How can I read Epoch Synchronous Overlap Add (ESOLA): A Concatenative Synthesis Procedure for Speech on my mobile device?

After downloading Epoch Synchronous Overlap Add (ESOLA): A Concatenative Synthesis Procedure for Speech PDF, you can open it with any PDF reader app on your phone or tablet. We recommend using Adobe Acrobat Reader, Apple Books, or Google Play Books for the best reading experience.

Is this the full version of Epoch Synchronous Overlap Add (ESOLA): A Concatenative Synthesis Procedure for Speech?

Yes, this is the complete PDF version of Epoch Synchronous Overlap Add (ESOLA): A Concatenative Synthesis Procedure for Speech by Asoke Kumar Datta (auth.). You will be able to read the entire content as in the printed version without missing any pages.
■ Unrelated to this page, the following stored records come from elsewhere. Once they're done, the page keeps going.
Issue #547, opened 2021-09-11
Change pickle default version to Python default


ljodal:
**Problem Statement**
This library defaults to the latest pickle protocol. This does not match Python's default version in all cases and can make it harder to perform safe upgrades.

When upgrading Python it can in many cases be useful to stay compatible with previous versions, for example if there's a need to do a rollback or rolling deploys are used. Using the latest pickle version cannot always be used in these situations. For example Python 3.7 supports up to pickle protocol 4, while Python 3.8 supports up to pickle protocol 5. Python itself handles backwards compatibility by not changing the default version until the next release when introducing a new protocol. Python 3.8 defaults to protocol version 4, even though it supports 5.

**Describe the solution you'd like**
I suggest changing the default pickle protocol from `-1` (ie the latest version) to `pickle.DEFAULT_PROTOCOL`. This will ensure that this library uses the same default as the current Python version and no special care will not be needed to ensure safe upgrades can be performed using this library.

**Describe alternatives you've considered**
The default pickle protocol used by this library can be set to the default through the settings (`pickle.DEFAULT_PROTOCOL`).

WisdomPill:
Hello @ljodal,

nice catch, would you be interested in providing a PR to solve this issue?

ljodal:
Yeah, I can do that :)

PR #555, opened 2021-10-14
Change pickle default version to Python default instead of highest version

rootart:
Fixes: #547 regarding using `pickle.DEFAULT_PROTOCOL` as the default pickle version.

### DIFF
--- a/tests/test_serializers.py
+++ b/tests/test_serializers.py
@@ -1,0 +1,26 @@
+import pickle
+
+import pytest
+from django.core.exceptions import ImproperlyConfigured
+
+from django_redis.serializers.pickle import PickleSerializer
+
+
+class TestPickleSerializer:
+    def test_invalid_pickle_version_provided(self):
+        with pytest.raises(
+            ImproperlyConfigured, match="PICKLE_VERSION value must be an integer"
+        ):
+            PickleSerializer({"PICKLE_VERSION": "not-an-integer"})
+
+    def test_setup_pickle_version_not_explicitly_specified(self):
+        serializer = PickleSerializer({})
+        assert serializer._pickle_version == pickle.DEFAULT_PROTOCOL
+
+    def test_setup_pickle_version_too_high(self):
+        with pytest.raises(
+            ImproperlyConfigured,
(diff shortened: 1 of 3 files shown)


tests/test_serializers.py
```diff
@@ -0,0 +1,39 @@
...
+from django_redis.serializers.pickle import PickleSerializer
+
+
+class TestPickleSerializer:
+    @pytest.mark.skipif(
+        sys.version_info < (3, 8),
+        reason="Protocol 5 was added as highest from python version 3.8",
+    )
+    def test_using_negative_protocol_value(self):
+        serializer_p5 = PickleSerializer({"PICKLE_VERSION": pickle.HIGHEST_PROTOCOL})
```
WisdomPill, line 16: better to specify version 5 so that it will keep passing even when there will an eventual version 6 in the future
```suggestion
        serializer_p5 = PickleSerializer({"PICKLE_VERSION": 5})
```

terencehonles: -1 is always the highest protocol, but I'm a little confused why there's a skip for < Python 3.8. This should be valid for all Python versions and it's fine to just run the test everywhere instead of special casing this.

tests/test_serializers.py
```diff
@@ -0,0 +1,39 @@
...
+from django.core.exceptions import ImproperlyConfigured
+
+from django_redis.serializers.pickle import PickleSerializer
+
+
+class TestPickleSerializer:
+    @pytest.mark.skipif(
+        sys.version_info < (3, 8),
+        reason="Protocol 5 was added as highest from python version 3.8",
+    )
```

Is it legal to download Epoch Synchronous Overlap Add (ESOLA): A Concatenative Synthesis Procedure for Speech PDF for free?

https://PDFdrive.to provides links to free educational resources available online. We do not store any files on our servers. Please be aware of copyright laws in your country before downloading.

The materials shared are intended for research, educational, and personal use in accordance with fair use principles.